In the vertex shader, the game buffer binding must be marked as readonly, otherwise the shader will use atomics to read from it, which will crash the program because this is a feature that must be enabled in the device.

Every bindings use the std430 layout (which is only avaible on buffer bindings). This allow the data to be tighly packed in arrays and structs. The default std140 can introduce a lot of unnecessary padding. for more information see this.

Using storage buffers also remove the buffer range limit. Even on Nvdia hardware (which is usually the most restrictive). For example, according to GPUINFO (link) a NVDIA GTX 1070 maximum range for a uniform buffer is 65536 bytes, but for storage buffers it is 4294970000 bytes.

This makes life a bit easier when defining the write sets because VK_WHOLE_SIZE can be used without worries.

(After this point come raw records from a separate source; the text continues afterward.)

PR #126, opened 2023-02-14
eigen: support sparse matrix types

hmenke:
This is a first attempt at supporting sparse matrix types from Eigen. The code is mostly ported over from [pybind11](https://github.com/pybind/pybind11/blob/master/include/pybind11/eigen/matrix.h). It compiles but the test segfaults. This could have to with the fact that I have not really a good idea of what I'm doing. Help is very much appreciated.

### DIFF
--- a/include/nanobind/eigen/dense.h
+++ b/include/nanobind/eigen/dense.h
@@ -172,7 +172,7 @@ template <typename T> struct type_caster<T, enable_if_t<is_eigen_xpr_v<T>>> {
 
 /// Caster for Eigen::Map<T>
 template <typename T, int Options, typename StrideType>
-struct type_caster<Eigen::Map<T, Options, StrideType>> {
+struct type_caster<Eigen::Map<T, Options, StrideType>, enable_if_t<is_eigen_plain_v<T>>> {
     using Map = Eigen::Map<T, Options, StrideType>;
     using NDArray = array_for_eigen_t<Map>;
     using NDArrayCaster = type_caster<NDArray>;
@@ -231,7 +231,7 @@ struct type_caster<Eigen::Map<T, Options, StrideType>> {
 
 /// Caster for Eigen::Ref<T>
 template <typename T, int Options, typename StrideType>
-struct type_caster<Eigen::Ref<T, Options, StrideType>> {
+struct type_caster<Eigen::Ref<T, Options, StrideType>, enable_if_t<is_eigen_plain_v<T>>> {
     using Ref = Eigen::Ref<T, Options, StrideType>;
     using Map = Eigen::Map<T, Options, StrideType>;
     using MapCaster = make_caster<Map>;
--- a/include/nanobind/eigen/dense.h
+++ b/include/nanobind/eigen/dense.h
@@ -13,8 +13,8 @@
 #include <nanobind/ndarray.h>
 #include <Eigen/Core>
 
-static_assert(EIGEN_VERSION_AT_LEAST(3, 2, 7),
-              "Eigen matrix support in pybind11 requires Eigen >= 3.2.7");
+static_assert(EIGEN_VERSION_AT_LEAST(3, 3, 0),
+              "Eigen matrix support in nanobind requires Eigen >= 3.3.0");
 
 NAMESPACE_BEGIN(NB_NAMESPACE)
 
@@ -53,9 +53,13 @@ is_base_of_template_v<T, Eigen::EigenBase>;
 template <typename T> constexpr bool is_eigen_plain_v =
 is_base_of_template_v<T, Eigen::PlainObjectBase>;
 
+/// Detect Eigen::SparseMatrix
+template <typename T> constexpr bool is_eigen_sparse_v =
+is_base_of_template_v<T, Eigen::SparseMatrixBase>;
+
 /// Detects expression templates
 template <typename T> constexpr bool is_eigen_xpr_v =
-    is_eigen_v<T> && !is_eigen_plain_v<T> &&
+    is_eigen_v<T> && !is_eigen_plain_v<T> && !is_eigen_sparse_v<T> &&
     !std::is_base_of_v<Eigen::MapBase<T, Eigen::ReadOnlyAccessors>, T>;
 
 template <typename T> struct type_caster<T, enable_if_t<is_eigen_plain_v<T>>> {
--- a/include/nanobind/eigen/dense.h
+++ b/include/nanobind/eigen/dense.h
@@ -13,8 +13,8 @@
 #include <nanobind/ndarray.h>
 #include <Eigen/Core>
 
-static_assert(EIGEN_VERSION_AT_LEAST(3, 3, 0),
-              "Eigen matrix support in nanobind requires Eigen >= 3.3.0");
+static_assert(EIGEN_VERSION_AT_LEAST(3, 3, 1),
+              "Eigen matrix support in nanobind requires Eigen >= 3.3.1");
 
 NAMESPACE_BEGIN(NB_NAMESPACE)
 
@@ -26,11 +26,14 @@ template <typename T> using DMap = Eigen::Map<T, 0, DStride>;
 NAMESPACE_BEGIN(detail)
 
 template <typename T>
+constexpr int NumDimensions = int(T::MaxSizeAtCompileTime) == 1 ? 0 : bool(T::IsVectorAtCompileTime) ? 1 : 2;
+
+template <typename T>
 using array_for_eigen_t = ndarray<
     typename T::Scalar,
     numpy,
     std::conditional_t<
-        T::NumDimensions == 1,
+        NumDimensions<T> == 1,
         shape<(size_t) T::SizeAtCompileTime>,
         shape<(size_t) T::RowsAtCompileTime,
               (size_t) T::ColsAtCompileTime>>,
@@ -38,7 +41,7 @@ using array_for_eigen_t = ndarray<
         T::InnerStrideAtCompileTime == Eigen::Dynamic,
         any_contig,
         std::conditional_t<
-            T::IsRowMajor || T::NumDimensions == 1,
+            T::IsRowMajor || NumDimensions<T> == 1,
             c_contig,
             f_contig
         >
@@ -75,7 +78,7 @@ template <typename T> struct type_caster<T, enable_if_t<is_eigen_plain_v<T>>> {
             return false;
         const NDArray &array = caster.value;
 
-        if constexpr (T::NumDimensions == 1) {
+        if constexpr (NumDimensions<T> == 1) {
             value.resize(array.shape(0));
             memcpy(value.data(), array.data(),
                    array.shape(0) * sizeof(Scalar));
@@ -97,10 +100,10 @@ template <typename T> struct type_caster<T, enable_if_t<is_eigen_plain_v<T>>> {
     }
 
     static handle from_cpp(const T &v, rv_policy policy, cleanup_list *cleanup) noexcept {
-        size_t shape[T::NumDimensions];
-        int64_t strides[T::NumDimensions];
+        size_t shape[NumDimensions<T>];
+        int64_t strides[NumDimensions<T>];
 
-        if constexpr (T::NumDimensions == 1) {
+        if constexpr (NumDimensions<T> == 1) {
             shape[0] = v.size();
             strides[0] = v.innerStride();
         } else {
@@ -143,7 +146,7 @@ template <typename T> struct type_caster<T, enable_if_t<is_eigen_plain_v<T>>> {
             policy == rv_policy::move ? rv_policy::reference : policy;
 
         object o = steal(NDArrayCaster::from_cpp(
-            NDArray(ptr, T::NumDimensions, shape, owner, strides),
+            NDArray(ptr, NumDimensions<T>, shape, owner, strides),
             array_rv_policy, cleanup));
 
         return o.release();
@@ -184,10 +187,10 @@ struct type_caster<Eigen::Map<T, Options, StrideType>> {
     }
 
     static handle from_cpp(const Map &v, rv_policy, cleanup_list *cleanup) noexcept {
-        size_t shape[T::NumDimensions];
-        int64_t strides[T::NumDimensions];
+        size_t shape[NumDimensions<T>];
+        int64_t strides[NumDimensions<T>];
 
-        if constexpr (T::NumDimensions == 1) {
+        if constexpr (NumDimensions<T> == 1) {
             shape[0] = v.size();
             strides[0] = v.innerStride();
         } else {
@@ -198,7 +201,7 @@ struct type_caster<Eigen::Map<T, Options, StrideType>> {
         }
 
         return NDArrayCaster::from_cpp(
-            NDArray((void *) v.data(), T::NumDimensions, shape, handle(), strides),
+            NDArray((void *) v.data(), NumDimensions<T>, shape, handle(), strides),
             rv_policy::reference, cleanup);
     }
 
--- a/include/nanobind/eigen/sparse.h
+++ b/include/nanobind/eigen/sparse.h
@@ -13,6 +13,7 @@
 #include <nanobind/eigen/dense.h>
 #include <Eigen/SparseCore>
 
+#include <memory>
 #include <type_traits>
 #include <utility>
 
@@ -92,14 +93,13 @@ template <typename T> struct type_caster<T, enable_if_t<is_eigen_sparse_v<T>>> {
         return from_cpp((const T &) v, policy, cleanup);
     }
 
-    static handle from_cpp(const T &v, rv_policy policy, cleanup_list *cleanup) noexcept {
+    static handle from_cpp(const T &v, rv_policy policy, cleanup_list *) noexcept {
         if (!v.isCompressed()) {
             PyErr_SetString(PyExc_ValueError,
                             "nanobind: unable to return an Eigen sparse matrix that is not in a compressed format. "
                             "Please call `.makeCompressed()` before returning the value on the C++ end.");
             return handle();
         }
-        T & src = const_cast<T &>(v);
 
         object matrix_type;
         try {
@@ -109,16 +109,26 @@ template <typename T> struct type_caster<T, enable_if_t<is_eigen_sparse_v<T>>> {
             return handle();
         }
 
+        const Index rows = v.rows();
+        const Index cols = v.cols();
         const size_t data_shape[] = { (size_t)v.nonZeros() };
-        const size_t outer_indices_shape[] = { (size_t)((row_major ? v.rows() : v.cols()) + 1) };
-        ScalarNDArray data(src.valuePtr(), 1, data_shape);
-        StorageIndexNDArray outer_indices(src.outerIndexPtr(), 1, outer_indices_shape);
-        StorageIndexNDArray inner_indices(src.innerIndexPtr(), 1, data_shape);
+        const size_t outer_indices_shape[] = { (size_t)((row_major ? rows : cols) + 1) };
+
+        T *src = std::addressof(const_cast<T &>(v));
+        object owner;
+        if (policy == rv_policy::move) {
+            src = new T(std::move(v));
+            owner = capsule(src, [](void *p) noexcept { delete (T *) p; });
+        }
+
+        ScalarNDArray data(src->valuePtr(), 1, data_shape, owner);
+        StorageIndexNDArray outer_indices(src->outerIndexPtr(), 1, outer_indices_shape, owner);
+        StorageIndexNDArray inner_indices(src->innerIndexPtr(), 1, data_shape, owner);
 
         try {
             return matrix_type(make_tuple(
                                    std::move(data), std::move(inner_indices), std::move(outer_indices)),
-                               make_tuple(v.rows(), v.cols()))
+                               make_tuple(rows, cols))
                 .release();
         } catch (python_error &e) {
             e.restore();
--- a/include/nanobind/eigen/sparse.h
+++ b/include/nanobind/eigen/sparse.h
@@ -21,8 +21,14 @@ NAMESPACE_BEGIN(NB_NAMESPACE)
 
 NAMESPACE_BEGIN(detail)
 
+/// Detect Eigen::SparseMatrix
+template <typename T> constexpr bool is_eigen_sparse_matrix_v =
+    is_eigen_sparse_v<T> &&
+    !std::is_base_of_v<Eigen::SparseMapBase<T, Eigen::ReadOnlyAccessors>, T>;
+
+
 /// Caster for Eigen::SparseMatrix
-template <typename T> struct type_caster<T, enable_if_t<is_eigen_sparse_v<T>>> {
+template <typename T> struct type_caster<T, enable_if_t<is_eigen_sparse_matrix_v<T>>> {
     using Scalar = typename T::Scalar;
     using StorageIndex = typename T::StorageIndex;
     using Index = typename T::Index;
@@ -135,6 +141,35 @@ template <typename T> struct type_caster<T, enable_if_t<is_eigen_sparse_v<T>>> {
             return handle();
         }
     }
+};
+
+
+/// Caster for Eigen::Map<Eigen::SparseMatrix>
+template <typename T>
+struct type_caster<Eigen::Map<T>, enable_if_t<is_eigen_sparse_matrix_v<T>>> {
+    using Map = Eigen::Map<T>;
+    using SparseMatrixCaster = type_caster<T>;
+    static constexpr auto Name = SparseMatrixCaster::Name;
+    template <typename T_> using Cast = Map;
+
+    bool from_python(handle src, uint8_t flags, cleanup_list *cleanup) noexcept = delete;
+
+    static handle from_cpp(const Map &v, rv_policy policy, cleanup_list *cleanup) noexcept = delete;
+};
+
+
+/// Caster for Eigen::Ref<Eigen::SparseMatrix>
+template <typename T, int Options>
+struct type_caster<Eigen::Ref<T, Options>, enable_if_t<is_eigen_sparse_matrix_v<T>>> {
+    using Ref = Eigen::Ref<T, Options>;
+    using Map = Eigen::Map<T, Options>;
+    using MapCaster = make_caster<Map>;
+    static constexpr auto Name = MapCaster::Name;
+    template <typename T_> using Cast = Ref;
+
+    bool from_python(handle src, uint8_t flags, cleanup_list *cleanup) noexcept = delete;
+
+    static handle from_cpp(const Ref &v, rv_policy policy, cleanup_list *cleanup) noexcept = delete;
 };
 
 NAMESPACE_END(detail)
--- a/include/nanobind/eigen/sparse.h
+++ b/include/nanobind/eigen/sparse.h
@@ -1,0 +1,132 @@
+/*
+    nanobind/eigen/sparse.h: type casters for sparse Eigen matrices
+
+    Copyright (c) 2023 Henri Menke and Wenzel Jakob
+
+    All rights reserved. Use of this source code is governed by a
+    BSD-style license that can be found in the LICENSE file.
+*/
+
+#pragma once
+
+#include <nanobind/ndarray.h>
+#include <nanobind/eigen/dense.h>
+#include <Eigen/SparseCore>
+
+#include <type_traits>
+#include <utility>
+
+NAMESPACE_BEGIN(NB_NAMESPACE)
+
+NAMESPACE_BEGIN(detail)
+
+/// Caster for Eigen::SparseMatrix
+template <typename T> struct type_caster<T, enable_if_t<is_eigen_sparse_v<T>>> {
+    using Scalar = typename T::Scalar;
+    using StorageIndex = typename T::StorageIndex;
+    using Index = typename T::Index;
+    using SparseMap = Eigen::Map<T>;
+
+    static_assert(std::is_same_v<T, Eigen::SparseMatrix<Scalar, T::Options, StorageIndex>>,
+                  "nanobind: Eigen sparse caster only implemented for matrices");
+
+    static constexpr bool row_major = T::IsRowMajor;
+
+    using ScalarNDArray = ndarray<numpy, Scalar, shape<any>>;
+    using StorageIndexNDArray = ndarray<numpy, StorageIndex, shape<any>>;
+
+    using ScalarCaster = make_caster<ScalarNDArray>;
+    using StorageIndexCaster = make_caster<StorageIndexNDArray>;
+
+    NB_TYPE_CASTER(T, const_name<row_major>("scipy.sparse.csr_matrix[",
+                                            "scipy.sparse.csc_matrix[")
+                   + make_caster<Scalar>::Name + const_name("]"));
+
+    ScalarCaster data_caster;
+    StorageIndexCaster indices_caster, indptr_caster;
+
+    bool from_python(handle src, uint8_t flags, cleanup_list *cleanup) noexcept {
+        object obj = borrow(src);
+        try {
+            object matrix_type = module_::import_("scipy.sparse").attr(row_major ? "csr_matrix" : "csc_matrix");
+            if (!obj.type().is(matrix_type))
+                obj = matrix_type(obj);
+        } catch (const python_error &) {
+            return false;
+        }
+
+        if (object data_o = obj.attr("data"); !data_caster.from_python(data_o, flags, cleanup))
+            return false;
+        ScalarNDArray& values = data_caster.value;
+
+        if (object indices_o = obj.attr("indices"); !indices_caster.from_python(indices_o, flags, cleanup))
+            return false;
+        StorageIndexNDArray& inner_indices = indices_caster.value;
+
+        if (object indptr_o = obj.attr("indptr"); !indptr_caster.from_python(indptr_o, flags, cleanup))
+            return false;
+        StorageIndexNDArray& outer_indices = indptr_caster.value;
+
+        object shape_o = obj.attr("shape"), nnz_o = obj.attr("nnz");
+        Index rows, cols, nnz;
+        try {
+            if (len(shape_o) != 2)
+                return false;
+            rows = cast<Index>(shape_o[0]);
+            cols = cast<Index>(shape_o[1]);
+            nnz = cast<Index>(nnz_o);
+        } catch (const python_error &) {
+            return false;
+        }
+
+        value = SparseMap(rows, cols, nnz, outer_indices.data(), inner_indices.data(), values.data());
+
+        return true;
+    }
+
+    static handle from_cpp(T &&v, rv_policy policy, cleanup_list *cleanup) noexcept {
+        if (policy == rv_policy::automatic ||
+            policy == rv_policy::automatic_reference)
+            policy = rv_policy::move;
+
+        return from_cpp((const T &) v, policy, cleanup);
+    }
+
+    static handle from_cpp(const T &v, rv_policy policy, cleanup_list *cleanup) noexcept {
+        if (!v.isCompressed()) {
+            PyErr_SetString(PyExc_ValueError,
+                            "nanobind: unable to return an Eigen sparse matrix that is not in a compressed format. "
+                            "Please call `.makeCompressed()` before returning the value on the C++ end.");
+            return handle();
+        }
+        T & src = const_cast<T &>(v);
+
+        object matrix_type;
+        try {
+            matrix_type = module_::import_("scipy.sparse").attr(row_major ? "csr_matrix" : "csc_matrix");
+        } catch (python_error &e) {
+            e.restore();
+            return handle();
+        }
+
+        const size_t data_shape[] = { (size_t)v.nonZeros() };
+        const size_t outer_indices_shape[] = { (size_t)((row_major ? v.rows() : v.cols()) + 1) };
+        ScalarNDArray data(src.valuePtr(), 1, data_shape);
+        StorageIndexNDArray outer_indices(src.outerIndexPtr(), 1, outer_indices_shape);
+        StorageIndexNDArray inner_indices(src.innerIndexPtr(), 1, data_shape);
+
+        try {
+            return matrix_type(make_tuple(
+                                   std::move(data), std::move(inner_indices), std::move(outer_indices)),
+                               make_tuple(v.rows(), v.cols()))
+                .release();
+        } catch (python_error &e) {
+            e.restore();
+            return handle();
+        }
+    }
+};
+
+NAMESPACE_END(detail)
+
+NAMESPACE_END(NB_NAMESPACE)
--- a/.github/workflows/ci.yml
+++ b/.github/workflows/ci.yml
@@ -55,7 +55,7 @@ jobs:
     - name: Install NumPy
       if: matrix.python != 'pypy3.9' && matrix.python != '3.12.0-alpha.5'
       run: |
-        python -m pip install numpy
+        python -m pip install numpy scipy
 
     - name: Configure
       run: >
--- a/docs/changelog.rst
+++ b/docs/changelog.rst
@@ -60,6 +60,9 @@ Version 0.2.0 (TBA)
 * Added casters for dense matrix/array types from the `Eigen library
   <https://eigen.tuxfamily.org/index.php?title=Main_Page>`__. (PR `#120
   <https://github.com/wjakob/nanobind/pull/120>`__).
+* Added casters for sparse matrix/array types from the `Eigen library
+  <https://eigen.tuxfamily.org/index.php?title=Main_Page>`__. (PR `#126
+  <https://github.com/wjakob/nanobind/pull/126>`_).
 * Implemented `nb::bind_vector\<T\>() <bind_vector>` analogous to similar
   functionality in pybind11. (commit `f2df8a
   <https://github.com/wjakob/nanobind/commit/f2df8a90fbfb06ee03a79b0dd85fa0e266efeaa9>`__).
--- a/docs/eigen.rst
+++ b/docs/eigen.rst
@@ -100,3 +100,16 @@ apply:
   .. code-block:: cpp
 
      void f4(nb::DRef<Eigen::MatrixXf> x) { x *= 2; }
+
+
+Sparse matrices
+---------------
+
+There is also support for Eigen's sparse matrices which are mapped to
+``scipy.sparse.csr_matrix``/``scipy.sparse.csc_matrix``. To use it the extra header
+:file:`nanobind/eigen/sparse.h` has to be included.
+
+.. note::
+
+    There is no support for Eigen sparse vectors because there exists no
+    equivalent type in ``scipy.sparse``.
--- a/docs/index.rst
+++ b/docs/index.rst
@@ -100,6 +100,7 @@ discourse:
    ownership_adv
    lowlevel
    typeslots
+   eigen
 
 .. toctree::
    :caption: API Reference
--- a/tests/CMakeLists.txt
+++ b/tests/CMakeLists.txt
@@ -21,7 +21,7 @@ nanobind_add_module(test_intrusive_ext test_intrusive.cpp object.cpp object.h ${
 nanobind_add_module(test_exception_ext test_exception.cpp object.cpp object.h ${NB_EXTRA_ARGS})
 nanobind_add_module(test_make_iterator_ext test_make_iterator.cpp ${NB_EXTRA_ARGS})
 
-find_package (Eigen3 NO_MODULE)
+find_package (Eigen3 3.3.1 NO_MODULE)
 if (TARGET Eigen3::Eigen)
   nanobind_add_module(test_eigen_ext test_eigen.cpp ${NB_EXTRA_ARGS})
   target_link_libraries(test_eigen_ext PRIVATE Eigen3::Eigen)
--- a/tests/test_eigen.cpp
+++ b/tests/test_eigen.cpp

Writing meshes from compute shaders

Attributes and indices data must be defined as array in the shader. Here is an example. A loop must then iterate over the values and save them in the buffers.

Not only is this very painful to write, it also produce very bloated SPRIV code. It was fine for this example because the meshes are very simple, but uploading a complex mesh would probably make the SPIRV binary explode in size.

Also, this is probably very slow. Luckily, mesh uploading is only in the initialization compute shader.

Managing draw call from compute shaders

Both the count buffer and the draw parameter buffer are exposed in the shader inside the game binding. The draw count is exposed in game.drawCount and the draw parameters are exposed in game.objects. Each draw parameter is associated to a game object. By sending a stride that is bigger than the VkDrawIndexedIndirectCommand structure, it is possible to append extra information to the draw commands.

Adding a draw call to the program is done by increasing the count buffer and appending a new value to the game object array.

Removing an object is done by setting the VkDrawIndexedIndirectCommand.indexCount member of the selected object to 0 and flag the draw command as “unused” using the extra data.

Don’t even think about moving the VkDrawIndexedIndirectCommand in the array. Seriously. I spent 5 hours trying to debug only to rewrite the whole thing because I coudn’t understand why the draw command were being corrupted.

Pointing to the right matrix in the vertex shader

The last important thing to remember is that the vertex shader do not have any clue on how to process the draw commands. Hopefully for us, VkDrawIndexedIndirectCommand can be self referencing using the firstInstance field.

Basically, setting the firstInstance field to the the current game object index (example) means that the vertex shader will be able to fetch the right game object using the gl_InstanceIndex value.

Note that gl_InstanceIndex is only available in Vulkan shader. For more information, see the accepted answer here.

Debugging game logic from shaders

this page was intentionally left blank

On a more serious note. Debugging is next to impossible when all your logic is executed on the GPU. The best way I found is to map the whole game state and print it out.

Conclusion

Because of the serious limitations: everything must fit in GPU memory, debugging is next to impossible, most structures are defined more than one, etc. Game logic should be stay a CPU task. Nevertheless, this project was a lot of fun to code. 10/10 would not program DOOM.